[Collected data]
PR #937, opened 2024-10-04
NEW unit tests for the Import & Export classes

carstingaxion:
### Description of the Change

~~Closes #~~

### How to test the Change

```bash
npm run test:unit:php -- --group migrate
```

### Changelog Entry

> Added - New unit tests for the Import & Export classes

### Credits

Props @carstingaxion @mauteri 

### Checklist:


carstingaxion:
Hello @mauteri ,

can you please help me here, please?

I'm wondering if the failing unit-test should be _fixed_ rather in `class-import.php` or maybe better in `class-event.php` as it could be helpful to check if the needed array keys exist before saving.

What do you think?

includes/core/classes/class-export.php
```diff
@@ -96,6 +96,18 @@ public function prepare( WP_Post $post ): void {
...
+	 * Checks if the currently exported post is of type 'gatherpress_event'.
+	 *
+	 * @since 1.0.0
+	 *
+	 * @param  WP_Post $post Current meta key.
+	 * @return bool          True, when the currently exported post is of type 'gatherpress_event', false otherwise.
+	 */
+	protected function validate( WP_Post $post ): bool {
+		return ( Event::POST_TYPE === $post->post_type );
+	}
```
mauteri, line 109: Let's add this to the new `Validate` class. `Validate::event_post_type( $post )`

https://github.com/GatherPress/gatherpress/blob/develop/includes/core/classes/class-validate.php

test/unit/php/includes/core/classes/class-test-export.php
```diff
@@ -40,6 +42,205 @@ public function test_setup_hooks(): void {
...
+			10,
+			has_action( 'the_post', array( $instance, 'prepare' ) ),
+			'Failed to assert that the "the_post" action was added.'
+		);
+
+		$this->assertSame(
+			10,
+			has_filter( 'wxr_export_skip_postmeta', array( $instance, 'extend' ) ),
+			'Failed to assert that the "wxr_export_skip_postmeta" filter was added.'
+		);
```
mauteri, line 76: There's a helper to do this. Example [here](https://github.com/GatherPress/gatherpress/blob/develop/test/unit/php/includes/core/classes/class-test-block.php#L30).

mauteri (changes requested):

includes/core/classes/class-export.php
mauteri: never mind, we can use `Validate::event_post_id` here.

mauteri (approved):

PR #939, opened 2024-10-05
Add & updated unit tests for localized slugs

carstingaxion:
### Description of the Change

This PR adds new tests for existing methods which prepare the localized post type & taxonomy slugs, before saving them into GatherPress' options.

It also and additionally _fixes_ one left-over from the development of the methods. The default strings used for the slugs were new, additional strings to translate. This PR replaces the default slugs, with the already existing `Post Type Singular Name` and `Taxonomy Singular Name` labels.

~~Closes #~~

### Changelog Entry

> Added - ... and updated unit tests for the preparation of localized post type and taxonomy slugs

### Credits

Props @carstingaxion @mauteri

### Checklist:


carstingaxion:
Another _unit-test curiosity_, that isn't clear to me @mauteri :

Why does this one test fail now?

From an untouched file.
I called `$user_id = $this->factory->user->create();` three times, which might be the cause.

includes/core/classes/class-venue.php
```diff
@@ -157,8 +157,8 @@ public function register_post_type(): void {
 	 */
 	public static function get_localized_post_type_slug(): string {
 		$switched_locale = switch_to_locale( get_locale() );
-		$slug            = _x( 'venue', 'Post Type Slug', 'gatherpress' );
-		$slug            = sanitize_title( $slug );
+		$slug            = _x( 'Venue', 'Post Type Singular Name', 'gatherpress' );
+		$slug            = sanitize_title( $slug, 'save' );
```
mauteri, line 161: setting third argument as second argument. should be `sanitize_title( $slug, '', 'save' );`

Issue #528, opened 2024-02-04
Add setting to disable block template for events and venues


mauteri:

carstingaxion:
I would suggest following WordPress‘ *decisions, not options* philosophy and not adding a setting for this (for now).

If a user is disabling the built-in template, she would have to start with a blank canvas, because we do not have any core UI available yet, wether to re-set this template definition nor to choose some patterns as starter-content. That‘s why I linked the [Gutenberg issue](https://github.com/WordPress/gutenberg/issues/53396) over here.

I could easily imagine a add-on plugin to filter the `register_post_type()` arguments to unset `template` in a first step. And second, provide some patterns in addition, using the gatherpress-core blocks.

mauteri:
@carstingaxion thanks for this. This is good feedback. 

I'll hold off on this ticket for now. I do think this will come up soon that the default blocks and the order they appear will not be ideal for some folks (especially those using a FSE theme that want to add GP blocks to a site template). 

I too could also see this as a companion plugin for GP to manipulate the templates as you stated. I'm not sure the right answer and maybe something out of core (like the ticket you linked too) will provide the solution.

carstingaxion:
For the coming WordPress 6.7 release, GatherPress is now able to & should have prepared FSE templates for its post types: 

https://developer.wordpress.org/news/2024/08/29/registering-block-templates-via-plugins-in-wordpress-6-7/

mauteri:
This was completed in 0.34.0 now that a block pattern is presented on new event.

<img width="1082" height="1142" alt="Image" src="https://github.com/user-attachments/assets/6b709517-d2f1-4366-a564-48c42a93476e" />

PR #952, opened 2024-10-16
Following a little :bug: into a :rabbit: hole

carstingaxion:
**This PR should help illustrating a problem; it's not (primarily meant to be merged)!**

---

I was thinking about #528 and the long thread @mauteri had with _Ed_ on the GatherPress slack, where they talked (among other things) about the default blocks that gets pre-populated when a **New Event** is created.

After a while .... I asked myself why GatherPress is not using the modal, provided by WP core since 5.8, that allows to select a starter-pattern for `core/post-content`. With an addition (I guess for WP 6.7) a user can now even disable this modal permanently for a given post_type, which would help GatherPress' work on #528.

◆ WHAT IS EXPECTED:
Each line above that contains the word "would" should be copied.

◆ OUTPUT FOR THIS TASK:
I would suggest following WordPress‘ *decisions, not options* philosophy and not adding a setting for this (for now).
If a user is disabling the built-in template, she would have to start with a blank canvas, because we do not have any core UI available yet, wether to re-set this template definition nor to choose some patterns as starter-content. That‘s why I linked the [Gutenberg issue](https://github.com/WordPress/gutenberg/issues/53396) over here.
After a while .... I asked myself why GatherPress is not using the modal, provided by WP core since 5.8, that allows to select a starter-pattern for `core/post-content`. With an addition (I guess for WP 6.7) a user can now even disable this modal permanently for a given post_type, which would help GatherPress' work on #528.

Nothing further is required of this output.